PROBLEM REQUIREMENTS: Look through the listing for the word "returns". Copy each line that has it.

______

PR #74, opened 2015-01-29
add mapMaybe and imapMaybe

chadaustin:
This is my first pull Haskell pull request, so please review closely.  :)
I would find these functions highly convenient, especially in scenarios like `filterMap Json.decode`

Also, did I do the tests correctly?  Should the matrix be filled out with monadic equivalents too?  Is the documentation duplication OK?

### DIFF
--- a/Data/Vector.hs
+++ b/Data/Vector.hs
@@ -112,7 +112,9 @@ module Data.Vector (
   -- * Working with predicates
 
   -- ** Filtering
-  filter, ifilter, filterM,
+  filter, ifilter,
+  filterMap, ifilterMap,
+  filterM,
   takeWhile, dropWhile,
 
   -- ** Partitioning
@@ -1078,6 +1080,16 @@ filter = G.filter
 ifilter :: (Int -> a -> Bool) -> Vector a -> Vector a
 {-# INLINE ifilter #-}
 ifilter = G.ifilter
+
+-- | /O(n)/ Drop elements when predicate returns Nothing
+filterMap :: (a -> Maybe b) -> Vector a -> Vector b
+{-# INLINE filterMap #-}
+filterMap = G.filterMap
+
+-- | /O(n)/ Drop elements when predicate, applied to index and value, returns Nothing
+ifilterMap :: (Int -> a -> Maybe b) -> Vector a -> Vector b
+{-# INLINE ifilterMap #-}
+ifilterMap = G.ifilterMap
 
 -- | /O(n)/ Drop elements that do not satisfy the monadic predicate
 filterM :: Monad m => (a -> m Bool) -> Vector a -> m (Vector a)
--- a/Data/Vector.hs
+++ b/Data/Vector.hs
@@ -113,7 +113,7 @@ module Data.Vector (
 
   -- ** Filtering
   filter, ifilter,
-  filterMap, ifilterMap,
+  mapMaybe, imapMaybe,
   filterM,
   takeWhile, dropWhile,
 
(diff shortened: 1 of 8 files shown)


cartazio:
a quick skim it looks pretty solid, have you sanity checked that it fuses properly on a few toy examples? :)

cartazio:
maybe you could add a mini benchmark or so to the benchmark suite?

Shimuuar:
These functions could be generalized to Foldable f => (a -> f b) -> v a ->
v b. I however not sure that such generic function could be optimized nicely
30 Янв 2015 г. 4:01 пользователь "Carter Tazio Schonwald" <
notifications@github.com> написал:

takano-akio:
Would `mapMaybe` be a better name for `filterMap`? This is how the operation is called in `Data.Maybe`, `Data.Map.Lazy` and other modules.

chadaustin:
mapMaybe is a fine name.  Consistency is great, thanks for the heads up.  I also think @cartazio is right that this needs a benchmark to prove that its implementation shouldn't just be filter/fold before it's merged.

cartazio:
dont you mean `mapMaybe f  = map (fromJust .f) . filter (isJust . f)`? Or is there a more clever approach using fold i'm not understanding?

chadaustin:
I tried writing a benchmark, but after an hour of struggling with cabal, I gave up.  You know, the typical errors.  Either way, I'll rename it to filterMap...

Perhaps the benchmarks should be moved into the root .cabal file.

```
chad-mbpro ~/projects/vector/benchmarks $ cabal install --only-dependencies
Resolving dependencies...
cabal: Could not resolve dependencies:
trying: vector-0.11.0.0/installed-d33... (user goal)
trying: vector-benchmarks-0.10.9 (user goal)
next goal: criterion (dependency of vector-benchmarks-0.10.9)
rejecting: criterion-1.0.2.0, 1.0.1.0, 1.0.0.2, 1.0.0.1, 1.0.0.0, 0.8.1.0,
0.8.0.2, 0.8.0.1, 0.8.0.0 (conflict: vector-benchmarks => criterion>=0.5 &&
<0.7)
trying: criterion-0.6.2.1
next goal: vector-algorithms (dependency of criterion-0.6.2.1)
rejecting: vector-algorithms-0.6.0.3, 0.6.0.2, 0.6.0.1, 0.5.4.2 (conflict:
vector==0.11.0.0/installed-d33..., vector-algorithms => vector>=0.6 && <0.11)
rejecting: vector-algorithms-0.5.4.1, 0.5.4, 0.5.3.1, 0.5.3 (conflict:
vector==0.11.0.0/installed-d33..., vector-algorithms => vector>=0.6 && <0.10)
rejecting: vector-algorithms-0.5.2, 0.5.1, 0.5.0, 0.4 (conflict:
vector==0.11.0.0/installed-d33..., vector-algorithms => vector>=0.6 && <0.8)
rejecting: vector-algorithms-0.3.4, 0.3.3, 0.3.2, 0.3.1, 0.3 (conflict:
criterion => vector-algorithms>=0.4)
Dependency tree exhaustively searched.

Note: when using a sandbox, all packages are required to have consistent
dependencies. Try reinstalling/unregistering the offending packages or
recreating the sandbox.
```

chadaustin:
Renamed filterMap to mapMaybe.  Thanks for the suggestion.  It matches the mapMaybe functions in Data.Maybe, Data.IntMap, and Data.Map.  Even if map fromJust . filter isJust fuses as well, I still think this function is worth having for convenience.

But ultimately that's up to you all.  :)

______

TASK RESULT:
+-- | /O(n)/ Drop elements when predicate returns Nothing
+-- | /O(n)/ Drop elements when predicate, applied to index and value, returns Nothing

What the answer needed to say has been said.